Ahora bien, la mayor parte de los datos reales que le son aportados a la ética provienen de las ciencias humanas, y aquí surge otro problema. En éstas, a diferencia de las ciencias naturales, el subjetivismo y la ideología juegan un papel decisivo, ya que el investigador es, al mismo tiempo, el investigado. No obstante, como todo conocimiento, tiene sus medios para autocorregirse: la sociología del conocimiento, y, como una rama de la misma, la teoría de la ideología, iniciada por Marx y continuada por Mannheim, intenta eliminar en lo posible las variables ideológicas, corregir los factores de perturbación. Si sabemos que nuestras ideas morales están condicionadas históricamente por la cultura, la época, el grupo humano o la clase social a la que pertenecemos, hay más posibilidades de independizarnos relativamente de ellas y lograr una mayor objetividad.

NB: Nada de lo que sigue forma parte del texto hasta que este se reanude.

PR #771, opened 2026-09-07
fix(vad): stabilize live segmentation and final timestamps

### LINKED ISSUE #399: [BUG]Imported meeting causing out of sync transcript segment with audio(only the last segment, edge case)

safvanatzack:
## Summary

- Carries forward @Hus-Mek's focused VAD contribution from #679, preserving the original commits and attribution.
- Uses the established 500 ms live redemption policy while import and retranscription remain at 2000 ms.
- Keeps VAD start timestamps session-absolute and preserves the real post-resampling endpoint before padding the final Silero inference frame.
- Strengthens regression coverage so a forced final segment satisfies `start <= end <= audio duration`.
- Clarifies that 500 ms does not guarantee bounded delivery during uninterrupted speech; that remains tracked in #756.

## Context

This draft supersedes #679 after incorporating the remaining correction requested in [the final review comment](https://github.com/Zackriya-Solutions/meetily/pull/679#issuecomment-5492691211). It addresses the final-segment timestamp failure reported in #399 without including transcript cleanup or the bounded-segment work from #756.

Closes #399.

## Verification

- `cargo test --lib audio::vad::tests::test_flush_segment_timestamps_stay_within_audio_duration` — 1 passed
- `cargo test --lib audio::vad` — 7 passed
- `cargo test --lib audio::pipeline` — 1 passed
- `cargo check --lib` — passed with pre-existing warnings only

### DIFF
--- a/frontend/src-tauri/src/audio/import.rs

El peor subjetivista es el que ignora que lo es.
La ética objetiva y universal ha sido una aspiración permanente de los hombres, de los antiguos que buscaban una sabiduría válida de la vida, de los iluministas cuando creían que la "virtud" era "demostrable". Si bien algunas normas morales desaparecen en las transformaciones sociales, otras se mantienen parcialmente o son corregidas, y algunas, en fin, constituyen un acercamiento a una moral universal que se va realizando a medida que se dan las condiciones. La moral kantiana que propone tratar al hombre como un fin y nunca como un medio es, por cierto, irrealizable en una sociedad de clases y de opresión, pero no significa una falsedad, sino el preanuncio de una moral posible y necesaria en el futuro. Tal vez sea un ideal lejano e inaccesible, pero es el que guía el proceso por el cual intentamos llegar a una vida mejor, la pauta por la que podemos superar nuestros juicios de valor equivocados. El progreso de la ética está dado por la realización siempre imperfecta e incompleta por la cual, no obstante, vamos aproximándonos a ese ideal que parece inalcanzable.
Así termina el primer capítulo del mentado libro, con unas páginas que no tienen pierde, y que nos proporcionan un material valiosísimo para reflexionar sobre la ética y su relación con la ciencia, además de dejar en evidencia una vez más los desprevenidos balbuceos de los relativistas de moda.